» **Given data**:

PR #1439, opened 2019-02-17
Improve slighty prof feature on FreeBSD

devnexen:
dumping process memory mappings.

PR #1726, opened 2020-01-10
Improving prof support on FreeBSD

devnexen:
Dumping process mapping in a native manner.
superseeds #1439

### DIFF
--- a/src/prof_data.c
+++ b/src/prof_data.c
@@ -8,6 +8,11 @@
 #include "jemalloc/internal/malloc_io.h"
 #include "jemalloc/internal/prof_data.h"
 
+#if defined(__FreeBSD__)
+#include <sys/sysctl.h>
+#include <sys/user.h>
+#endif
+
 /*
  * This file defines and manages the core profiling data structures.
  *
@@ -911,7 +916,7 @@ label_return:
 	return ret;
 }
 
-#ifndef _WIN32
+#if !defined(_WIN32) && !defined(__FreeBSD__)
 JEMALLOC_FORMAT_PRINTF(1, 2)
 static int
 prof_open_maps(const char *format, ...) {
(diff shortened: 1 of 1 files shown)


src/prof_data.c
```diff
@@ -939,13 +944,82 @@ prof_open_maps(const char *format, ...) {
...
+		goto label_return;
+	}
+
+	if (sysctl(mib, 4, NULL, &sz, NULL, 0) == -1) {
+		ret = true;
+		goto label_return;
+	}
+
+	/* Size for kinfo_vmentry */
+	sz = sz * 4 / 3;
```
davidtgoldblatt: What's the reasoning behind this computation? Can we have a comment explaining?

src/prof_data.c
```diff
@@ -939,13 +944,82 @@ prof_open_maps(const char *format, ...) {
...
+	buf = mmap(NULL, sz, PROT_READ|PROT_WRITE, MAP_PRIVATE|MAP_ANON, -1, 0);
+
+	if (buf == MAP_FAILED) {
+		ret = true;
+		goto label_return;
+	}
+
+	if (sysctl(mib, 4, buf, &sz, NULL, 0) == -1) {
+		ret = true;
+		munmap(buf, sz);
```
davidtgoldblatt: Can we unify the munmaps with the mfd cleanup, down at label_return?

src/prof_data.c
```diff
@@ -939,13 +944,82 @@ prof_open_maps(const char *format, ...) {
...
+		goto label_return;
+	}
+
+	char *low = buf;
+	char *high = buf + sz;
+
+	while (low < high) {
+		/* paths + enough room for address ranges and permissions */
+		char map[PATH_MAX+68];
```
davidtgoldblatt: Where does 68 come from? Can we add a comment explaining?

src/prof_data.c
```diff
@@ -939,13 +944,82 @@ prof_open_maps(const char *format, ...) {
...
+			ret = true;
+			munmap(buf, sz);
+			goto label_return;
+		}
+
+		if (e->kve_path[0] == '\0') {
+			goto loop_cond;
+		}
+
+		malloc_snprintf(map, sizeof(map), "%.12lu-%.12lu %c%c%c %s\n",
```
davidtgoldblatt: Is 12 right? This must be at least nominally enough for the whole address space, right?

src/prof_data.c
devnexen: Well in fact this is to give enough room for kinfo_vmentry. FreeBSD libpvocstat thus underlyingly nvm does that too.

davidtgoldblatt: But like, what property of kinfo_vmentry requires this tweak to the reported size? Is it just to handle races in which a mapping is added in between the two sysctl calls?

src/prof_data.c
devnexen: Yes it takes not more than 12 large.

src/prof_data.c
devnexen: All FreeBSD code consumer which list proc maps use this workflow to give enough room for enough process entries in between calls indeed but barely more documented than that.

interwq:
The test failures on Windows look real, e.g. https://ci.appveyor.com/project/jasone/jemalloc/builds/30047453/job/nikr65egvqd1fu3h

src/prof_data.c
davidtgoldblatt: How come? E.g. if we have a 48-bit address space, it seems we could have as many as ceil(log(2^48)) == 15 digits.

davidtgoldblatt:
I think some variant of this still probably makes sense, but the CI breakages mean probably not this version.

PR #1728, opened 2020-01-13
Fallback to unbuffered printing if OOM

yinan1048576:
Also added stronger assertions in the buffered writer initializer.

### DIFF
--- a/include/jemalloc/internal/buf_writer.h
+++ b/include/jemalloc/internal/buf_writer.h
@@ -23,7 +23,9 @@ buf_write_init(buf_write_arg_t *arg, void (*write_cb)(void *, const char *),
     void *cbopaque, char *buf, size_t buf_len) {
 	arg->write_cb = write_cb;
 	arg->cbopaque = cbopaque;
+	assert(buf != NULL);
 	arg->buf = buf;
+	assert(buf_len >= 2);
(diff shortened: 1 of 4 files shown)


interwq:
LGTM. However I do wonder if we should make the effort to tolerate OOM (vs simply report failure).

@davidtgoldblatt opinions? If you are not against the change, we should find a way to test the OOM paths (minimal we can do is probably, define the PRINT_BUFSIZE to be huge to trigger OOM, and run CI in that case).

yinan1048576:
> However I do wonder if we should make the effort to tolerate OOM (vs simply report failure).

Right, I also was not totally sure. The reason why I chose not to report a failure is that we may not always have a good way to do so. For example, `malloc_stats_print()` doesn't have a way to return error.

> we should find a way to test the OOM paths

Agree. And in general we should have a way to test the OOM paths for a lot of other places in the code base. I think we could mock our internal allocator (using the technique of function pointer).

davidtgoldblatt:
Sorry, I missed this diff in my inbox. This seems reasonable to me. I agree about oom testing, as well.

yinan1048576:
Rebase and Tested the OOM case by manually set the buffer pointers to NULL. No build/test failures. (Unit tests contain calls to all three buffered writer usages.)

Testing OOM more generally doesn't seem trivial. Will need to think more at a later time.

PR #2430, opened 2023-05-08
Remove trailing whitespace

Svetlitski:
Additionally, added a GitHub Action to ensure no more trailing whitespace will creep in again in the future.

I'm excluding Markdown files from this check, since trailing whitespace is significant there, and also excluding `build-aux/install-sh` because there is significant trailing whitespace on the line that sets `defaultIFS`.


interwq (commented):
@Svetlitski should we land this one after #2447?

Svetlitski:
I believe they should be independent – we can land them in either order.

» **What you need to do**:
If a line above holds the word "seems", count it; then say how many such lines there are and nothing else.

» **Response area**:
2